Penanganan Perkara Jalan Terus
Ahli hukum pidana Universitas Trisakti, Abdul Fickar Hadjar, menilai penanganan perkara tidak berhenti ketika hasil kejahatan dikembalikan. Menurut Fickar, pidana tetap diproses dalam kasus korupsi.
"Perkara pidana itu mengadili perbuatan yang dilarang, pengembalian hasil kejahatan hanya berpengaruh pada ringan beratnya hukuman, tidak menghapuskan pidana karena perbuatanya sudah terjadi," kata Fickar, Senin (25/3/2024).
Fickar pun mendorong agar penyelidikan aliran dana terus dilakukan demi mengetahui asal-usul hasil kejahatan tersebut. Jika ada kesengajaan, penerima bisa dikualifikasikan sebagai pelaku. Ia menerangkan pengertian pelaku luas sesuai pasal 55 maupun pasal 56 KUHP.
Ia menilai pelaku bisa saja yang turut bersama melakukan perbuatan, menyuruh, memberi janji, menganjurkan atau membantu hingga memberi kesempatan sarana atau informasi.
"Semua pihak (orang/korporasi) yang termasuk kualifikasi itu harus diproses hukum," tegas Fickar.
Fickar pun menekankan, berapapun besaran uang tidak berpengaruh selama masih berkaitan kasus korupsi. Ia beralasan, dana korupsi SYL bukan dana proyek melainkan dugaan pemerasan dan gratifikasi sehingga jumlahnya tidak terbatas.

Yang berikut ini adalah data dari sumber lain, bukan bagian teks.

PR #263, opened 2019-03-12
Remove everything related to kml format download

lucacug:


lucacug:
@stacy All fixed now!!

PR #265, opened 2019-03-13
Feature/blog

stacytalbot:
## Description

- Add layout file for the blog page
- Add months to the blog page filter
- Remove Updates & News from the primary nav and replace with link to Blog

## CMS Setup

Screenshot 2019-03-13 at 15 31 35

Screenshot 2019-03-13 at 15 31 53


app/helpers/cms_helper.rb
```diff
@@ -35,4 +35,41 @@ def cms_page_path page
...
+
+  def breadcrumb_link page
+    "<a href='/c#{page.full_path}' title='Visit #{page.label}' class='breadcrumbs__link'>#{page.label}</a>"
+  end
+
+  def get_breadcrumbs current_page
+    page = current_page
+    breadcrumbs = []
+
+    breadcrumbs.push(breadcrumb_link(page))
```
Levia: When there is only one argument passed in to the array, I would use `<<` rather than `push`.
So `breadcrumbs << breadcrumb_link(page)`

app/helpers/cms_helper.rb
```diff
@@ -35,4 +35,41 @@ def cms_page_path page
...
+    
+    while hasParent?(page) && page.parent.label != 'Index'
+      page = page.parent
+
+      breadcrumbs.push(breadcrumb_link(page))
```
Levia: Same here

"Karena itu KPK harus tuntas mengejarnya," kata Fickar.
Sementara itu, ahli hukum Universitas Brawijaya, Fachrizal Affandi, menilai KPK perlu mengetahui apakah uang yang mengalir diberikan lewat orang tertentu atau melibatkan kelembagaan. Termasuk pula, menyelidiki sejauh mana aliran dana tersebut hanya dari pihak tertentu dan melihat aktif tidaknya Nasdem dalam keterlibatan menikmati aliran dana korupsi dari SYL.
"Saya kira KPK wajib melakukan pengembangan untuk mengetahui aliran dana itu. Jangan-jangan tidak hanya ke Nasdem atau misalkan orang yang mengaku-ngaku sebagai orang Nasdem atau misalnya ke siapa. Itu kan penting untuk ditelusuri," kata Fachrizal kepada Tirto, Senin (25/3/2024).
Fachrizal menilai tidak menutup peluang Nasdem bisa dijerat jika memang benar-benar terbukti terang terlibat secara kelembagaan.
"Kalau memang terbukti, ada kaitan ya bisa dijerat," kata Fachrizal.